> **Activity**: Word for word, restate the lines from the start of the data down to the line with "Amended my commit", both included.

** Opening Dataset records block **

PR #116, opened 2018-07-03
Node CC and metadata support, node CC examples

aklenik:
This PR addresses the following shortcomings:
* Proper support for Node.js chaincodes (CC)
* Support for CC metadata (CouchDB indices)
* Lack of Node.js CC examples

Contribution details:
* Correctly resolving CC path (relative or absolute) in case of Node CC
* Processing `metadataPath` attribute for CC install requests
* Added Node version of the `simple` benchmark (restructured the `src/contract/fabric/simple` folder a bit, changed configs accordingly)
* Added Node and Golang versions of the `marbles` CC from the `fabric-samples` repo (included a NOTE about this derivative work and a reference to the original, hopefully, this makes it license-compatible)
* Added `marbles` benchmark files for testing the corresponding CCs
* Fixed some bugs/typos in the `simple` Golang CC
* Updated chaincode-related documentation accordingly

### DIFF
--- a/benchmark/marbles/config-fabric-go.json
+++ b/benchmark/marbles/config-fabric-go.json
@@ -1,0 +1,42 @@
+{
+  "blockchain": {
+    "type": "fabric",
+    "config": "benchmark/marbles/fabric-go.json"
+  },
+  "command" : {
+    "start": "docker-compose -f network/fabric/2-org-1-peer/docker-compose-tls.yaml up -d",
+    "end" : "docker-compose -f network/fabric/2-org-1-peer/docker-compose-tls.yaml down;docker rm $(docker ps -aq);docker rmi $(docker images dev* -q)"
+  },
+  "test": {
+    "clients": {
+      "type": "local",
+      "number": 5
+    },
+    "rounds": [{
+        "label" : "init",
+        "txNumber" : [500, 500, 500],
+        "rateControl" : [{"type": "fixed-rate", "opts": {"tps" : 25}}, {"type": "fixed-rate", "opts": {"tps" : 50}}, {"type": "fixed-rate", "opts": {"tps" : 75}}],
+        "callback" : "benchmark/marbles/init.js"
+      },
+      {
+        "label" : "query",
+        "txNumber" : [15, 15],
+        "rateControl" : [{"type": "fixed-rate", "opts": {"tps" : 5}}, {"type": "fixed-rate", "opts": {"tps" : 5}}],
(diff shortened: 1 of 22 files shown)


aklenik:
@haojun Sorry, got confused since there was a refactor with the `network/fabric*` directories on the master branch.
 
Amended my commit with the correct paths according to this PR. However, during merging, the following adjustments need to be made to the network paths to be compatible with the current master branch:

`benchmark/marbles/config-fabric-[go|node].json` lines 7 and 8: `network/fabric-v11` to `network/fabric`

`benchmark/marbles/fabric-[go|node].json` lines 3, 9, 10, 13, 19, 20, 30, 44 and 51: `network/fabric-v11` to `network/fabric`

Can you apply these changes during the merge?

haojun:
I've removed '-v11' postfix but still got the error. I think the reason is that the auto-generated network name is not the same as the one defines in the yaml file. I just wondering if you can pass the test?

aklenik:
Yes, the test completes successfully for me. The network name is explicitly set in the docker-compose yamls, I haven't modified the network files. Could it be a difference between docker(-compose) versions? One version removes the - characters from the containing folder, while the other doesn't?
What if the following line is set to a network name with - characters?
https://github.com/hyperledger/caliper/blob/master/network/fabric/2-org-1-peer/docker-compose-tls.yaml#L83

haojun:
That's strange, i thought the network name is inherited from the folder name (so in my testing the network name returned by 'docker network ls' is 2-org-1-peer_default, not 2org1peer_default) or the project name. I'm not very familiar with it, so maybe I miss something.

My docker-compose version is 1.21.2. What's your version？

aklenik:
My network after running the test:
```
$ docker network ls
NETWORK ID          NAME                DRIVER              SCOPE
53eeb36eda86        2org1peer_default   bridge              local
```

Docker(-compose) version:
```
$ docker --version
Docker version 18.03.1-ce, build 9ee9f40
$ docker-compose --version
docker-compose version 1.16.1, build 6d1ac21
```

So we get different default names with different compose versions... That's not desirable. So for now, try setting the network name explicitly to `2org1peer_default` with the `-p 2org1peer_default` compose setting. 

But I think we will need a separate PR that explicitly defines the network name in the yaml files: https://docs.docker.com/compose/networking/#specify-custom-networks

haojun:
OK. So I can approve this PR after you fix the path problem (removing -v11 postfix).

aklenik:
Done.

** Closing Dataset records block **

> **Written response**:
PR #116, opened 2018-07-03
Node CC and metadata support, node CC examples

aklenik:
This PR addresses the following shortcomings:
* Proper support for Node.js chaincodes (CC)
* Support for CC metadata (CouchDB indices)
* Lack of Node.js CC examples

Contribution details:
* Correctly resolving CC path (relative or absolute) in case of Node CC
* Processing `metadataPath` attribute for CC install requests
* Added Node version of the `simple` benchmark (restructured the `src/contract/fabric/simple` folder a bit, changed configs accordingly)
* Added Node and Golang versions of the `marbles` CC from the `fabric-samples` repo (included a NOTE about this derivative work and a reference to the original, hopefully, this makes it license-compatible)
* Added `marbles` benchmark files for testing the corresponding CCs
* Fixed some bugs/typos in the `simple` Golang CC
* Updated chaincode-related documentation accordingly

### DIFF
--- a/benchmark/marbles/config-fabric-go.json
+++ b/benchmark/marbles/config-fabric-go.json
@@ -1,0 +1,42 @@
+{
+  "blockchain": {
+    "type": "fabric",
+    "config": "benchmark/marbles/fabric-go.json"
+  },
+  "command" : {
+    "start": "docker-compose -f network/fabric/2-org-1-peer/docker-compose-tls.yaml up -d",
+    "end" : "docker-compose -f network/fabric/2-org-1-peer/docker-compose-tls.yaml down;docker rm $(docker ps -aq);docker rmi $(docker images dev* -q)"
+  },
+  "test": {
+    "clients": {
+      "type": "local",
+      "number": 5
+    },
+    "rounds": [{
+        "label" : "init",
+        "txNumber" : [500, 500, 500],
+        "rateControl" : [{"type": "fixed-rate", "opts": {"tps" : 25}}, {"type": "fixed-rate", "opts": {"tps" : 50}}, {"type": "fixed-rate", "opts": {"tps" : 75}}],
+        "callback" : "benchmark/marbles/init.js"
+      },
+      {
+        "label" : "query",
+        "txNumber" : [15, 15],
+        "rateControl" : [{"type": "fixed-rate", "opts": {"tps" : 5}}, {"type": "fixed-rate", "opts": {"tps" : 5}}],
(diff shortened: 1 of 22 files shown)


aklenik:
@haojun Sorry, got confused since there was a refactor with the `network/fabric*` directories on the master branch.
 
Amended my commit with the correct paths according to this PR. However, during merging, the following adjustments need to be made to the network paths to be compatible with the current master branch:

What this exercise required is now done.